While one may be designated a water-power company and another an electric light company, both are electric light companies, trafficking in that commodity. The legislature might w-ell have authorized the incorporation *460of steam power companies for the generation of steam for commercial and heating purposes; but would any one for a moment conclude, if such company had the additional power to furnish electricity generated by steam, that it would not be an electric light company? Under the Act of 1889 the legislature saw fit to designate as corporate purposes the end that was to be attained, to wit, the supply of light, heat and power. Under the Act of 1895, they designated the means by which the end could be obtained, to wit, water power. But the thing these concerns actually do is electric light business, and that is fulfilling corporate obligations.
What is the situation? Here we have a company, incorporated as a light company, generating electricity by steam, selling it to the public. Another company, incorporated as a so-called water-power company, generating electricity by water power and selling it to the public, the latter possessing all the powers of an electric light company, not pretending to have a different kind of business. It is useless to befog the issue to common understanding by saying one is a water company and the other a light company. They are both incorporated with the same object in view. This common understanding knows that, in a given town, you find the streets and houses lighted by current from a so-called water-power company, and, in another community close by, similarly lighted by an electric light company. Both do identically the same business and no more, and yet, by the majority opinion, one goes scot-free of this tax while the other must pay it. How can it be said the construction contended for in this dissenting opinion extends to things not described in the taxing act? What is described is “business of electric light companies.” Does the mere fact of name control, or does the fact that it is a water-power company, though solely engaged in electric light business, with the statutory powers of an electric company, having other powers not possessed by such company, relieve it of the burden of taxation and say the *461“business” is not “of an electric light company”? Even the powers of a water power company, that the light company does not possess, are in aid of lighting business, with the exception of selling water power, and we know of no such concerns in this State. Nature has not given us waters in continuous flow at appropriate elevations to conduct such concerns. However this may be, this appellee makes no use of that power.

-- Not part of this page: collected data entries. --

PR #8650, opened 2021-11-10
Consolidate Learn data loading

### LINKED ISSUE #8068: Create a prototype hydration viewset base class that allows multiple viewsets to be retrieved simultaneously
An extension of the class_summary_api used in the Coach plugin, we will make a viewset that allows amalgamating the output of multiple viewsets in order to do a smaller number of fetches for page hydration.

Open questions:
* Will it be helpful to be able to requery the endpoint specifying which fields/sub paths to return, or will just querying the separate endpoints be sufficient?
* How should we specify dependencies and handle efficient caching?

### LINKED ISSUE #8604: Make a dedicated endpoint for hydrating the learn page, that will include all recent items in lessons
## Observed behavior
Currently we load the resume endpoint and cross reference with the loaded lessons to find recent content. The resume endpoint only loads 10 nodes, so it is easy for content to get missed.

## Expected behavior
All resumable content in lessons should display.

We should also refresh this whenever a use navigates back to the home page or classes page to ensure we have up to date data.

Caveat: Pagination may be required.

### LINKED ISSUE #8605: Ensure all recent nodes can be displayed on the LibraryPage
## Observed behavior
Currently nodes that have been recently engaged with may not show up on the Recent section of the library page
This may either be because we are doing a non-forced fetch to the backend, or the new node is not in the ten that get returned, or both!

## Expected behavior
Resume should return a paginated list and the frontend should force the fetch.
We should also allow the user to View More when there are more available.

### LINKED ISSUE #8607: Loading ContentNodeProgress data when loading more topics causes errors
## Observed behavior
When clicking 'view more' for loading additional topics, a TypeError occurs from the call to fetch ContentNodeProgress.

In addition, this call seems to happen even if not logged in.

## Expected behavior
No errors. Don't make the call if not logged in.

### LINKED ISSUE #8609: Conditionalize "Classes"
Classes tab and "your classes" section on home page should only appear when learner is enrolled in classes

### LINKED ISSUE #8626: Learn breadcrumbs seem to show up on wrong page
## Observed behavior

(this may be tracked in https://github.com/learningequality/kolibri/issues/8563 - if so feel free to close as a duplicate)

It appears that the breadcrumb is showing up on the Home page (where it probably shouldn't) and not on the Library page (where it probably should):

| Home |  Library |
|--|--|
|image |image |

Further, on the home page the `KBreadcrumbs` component is getting invalid data passed to its `items` prop:

```
Invalid prop: custom validator check failed for prop "items".
```

The `items` array triggering this message seems to have two objects as elements, the second of which is missing a required `text` attribute. This is probably why it's showing "one and a half" breadcrumbs:

> image

## Expected behavior

* breadcrumbs should match the current page
* there should never be a trailing `>` on breadcrumbs without a final 'current page' indicator

## User-facing consequences

confusing navigation

## Steps to reproduce

view 'home' and 'library' pages

## Context

0.15 beta 1

rtibbles:
## Summary
* Consolidates and simplifies data loaded at Learn app initialization
* Creates a new utility to load data from viewsets to allow for multiple data sources to be loaded from one API endpoint
* Updates state management and loading for the home page
* Inlines content node loading for the learner classroom viewset
* Fixes display of resumable content, and adds pagination in all displays
* Hides classes section when not available
* Hides unnecessary breadcrumbs

## References
Fixes #8605
Fixes #8626
Fixes #8609 
Fixes #8607 
Fixes #8604 
Fixes #8068

## Reviewer guidance
Check fixes for all of the above.
Are the code changes comprehensible? Have I put the state in the right place? Should I be putting the data and resource layer manipulation elsewhere?

I have not updated tests yet.

----

## Testing checklist

## PR process

## Reviewer checklist

- PR is fully functional
- Documentation is updated


marcellamaki:
Overall, when reviewing, I found it fairly readable, although I'm not sure I am the best person to comment on either the python or the use of composables. On the QA side, it also seems to be working. 

My main point of confusion was around this -- after reading through the code, my initial understanding was that the `resumable_resources` would be used to set _all_ of the "continue learning" section. However, when I load the homepage and the see the network request, that is an empty array, with the data coming from classes. My guess is that this is actually the expected behavior, and that there _is_ a distinction between continuing from your classes vs. on your own (`uniqueResumableClassesResources` vs. `resumableContentNodes` ?) but just want to confirm that I am understanding this correctly... 

Screen Shot 2021-11-10 at 11 01 12 AM

rtibbles:
Yes - the logic in the `ContinueLearning` component is only to show non-classes resumable content nodes when there is nothing to show for classes resumable content - so in the backend we do this check and only return the 'resumable content nodes' data in the case that it is needed.

rtibbles:
Anything resumable from within classes, we already know about because the progress is annotated on the resources within lessons (I added this, but we were already fetching this progress data previously, but were only annotating it at the lesson level).

marcellamaki (approved):
With clarifying questions answered, looks good to me.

The “business” of water-power companies is certainly described in charter purposes, and is actually put in use. There is nothing ambiguous in the taxing phrase, and, while the majority say there is a well-marked distinction between a water-power company and an electric light company, it fails to point out in practice what these distinctions are. An electric light company can be placed entirely within the powers of a water-power company.
That this company sells to but one customer,.the Edison Electric Lighting Company, does not alter the situation. It is none the less a public service lighting company, doing business within the meaning of the act, whether it sells to one or one hundred thousand customers. To relieve this appellee, doing a lighting business, with powers of a light company, merely because its name does not indicate its actual business, is, to my mind, not giving the act its reasonable intendment.
The majority opinion further says, “while defendant may properly supply electric current, it has no authority to do electric lighting.” We are unable to follow or understand this language. Defendant, after receiving the powers herein mentioned and after decisions on the same subject, the court now reaches the conclusion these companies cannot function as light, heat and power companies. What could be plainer than the language “to supply current and power to the public, individuals, etc.,......at such prices as may be agreed upon”; and what is “electric lighting” but selling current to the public ? It is the current that does the electric lighting and it is the current that is sold. To say they can sell the *462current that produces the light and yet cannot do an electric lighting business is, to my mind, confusing. These companies are, in my opinion, subject to the gross receipt tax and, therefore, I dissent.